Background: Large scale cultivation of sorghum for food, feed, and biofuel requires concerted
efforts for engineering multipurpose cultivars with optimised agronomic traits. Due to their vital
role in regulating the biosynthesis of phenylpropanoid-derived compounds, biomass composition,
biotic, and abiotic stress response, R2R3-MYB family transcription factors are ideal targets for improving
environmental resilience and economic value of sorghum.
Methods: We used diverse computational biology tools to survey the sorghum genome to identify
R2R3-MYB transcription factors followed by their structural and phylogenomic analysis. We used inhouse
generated as well as publicly available high throughput expression data to analyse the R2R3 expression
patterns in various sorghum tissue types.
Results: We have identified a total of 134 R2R3-MYB genes from sorghum and developed a framework
to predict gene functions.

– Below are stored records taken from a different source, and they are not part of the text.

PR #1275, opened 2024-03-13
Remove package-level type exports

jessebraham:
This was briefly discussed offline with @bjoernQ, but tl;dr the types we're exporting here are fairly arbitrary (we can't even remember why we did this in the first place!), and IMO there's no need to do this at all; just exporting the modules is adequate.


bjoernQ (approved):
LGTM - lots of changes but better now than later

Issue #800, opened 2023-09-20
Evaluate automating the releases publish


SergioGasquez:
This is done manually at the moment, and it might be worth to investigate adding a release workflow that automates it.

bjoernQ:
Just stumbled upon this: https://github.com/mindsers/changelog-reader-action

I haven't tried it and not sure if it helps - just leaving it here in case it might be useful

jessebraham:
I think I'm going to close this for the time being, releasing isn't too big of a deal and I don't think it's worth spending any time on this right now.

Maybe in the future we can revisit this.

jessebraham:
I've actually had a change of heart here, and think we should revisit this. With the addition of our self-hosted documentation, there are a number of things to consider for a release, and we should automate this as much as possible.

We can discuss this in one of our team meetings in the coming weeks, there is no immediate need.

jessebraham:
I will continue to add items as I think of them, but off the top of my head the general release process is as follows:

- Publish new packages
- Create a new release + tag
- Manually invoke the documentation workflow

I think this most of this process can probably be implemented in a single release workflow, at least the second and third points.

jessebraham:
I am looking into this on the side, between other projects. Will have something soon-ish probably.

MabezDev:
Given the complexity of our release process, especially with all the new crates, automation seems unfeasible at this time. Closing for now.

PR #1279, opened 2024-03-13
Simplify building documentation, automatically generate documentation index

### LINKED ISSUE #1276: The `resources/index.html` file should be converted to a template, and the packages and their versions should be populated dynamically.

jessebraham:
I guess what we were doing before was needlessly complex, until there's a need for more flexibility let's just make things dead simple. One less thing to forget about, at the very least.

Eventually we can integrate this into some release process, see #800.

Closes #1276.

Test deployment: https://jessebraham.github.io/esp-hal/


bjoernQ (approved):
LGTM - I really like that the shell script is gone :)

MabezDev (approved):
Nice! LGTM, thanks!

Collating information from the physical location, duplication, structural
analysis, orthologous sequences, phylogeny, and expression patterns revealed the role of duplications
in clade-wise expansion of the R2R3-MYB family as well as intra-clade functional diversification.
Using publicly available and in-house generated RNA sequencing data, we provide MYB candidates
for conditioning biofuel syndrome by engineering phenylpropanoid biosynthesis and sugar signalling
pathways in sorghum.
Conclusion: The results presented here are pivotal to prioritize MYB genes for functional validation
and optimize agronomic traits in sorghum.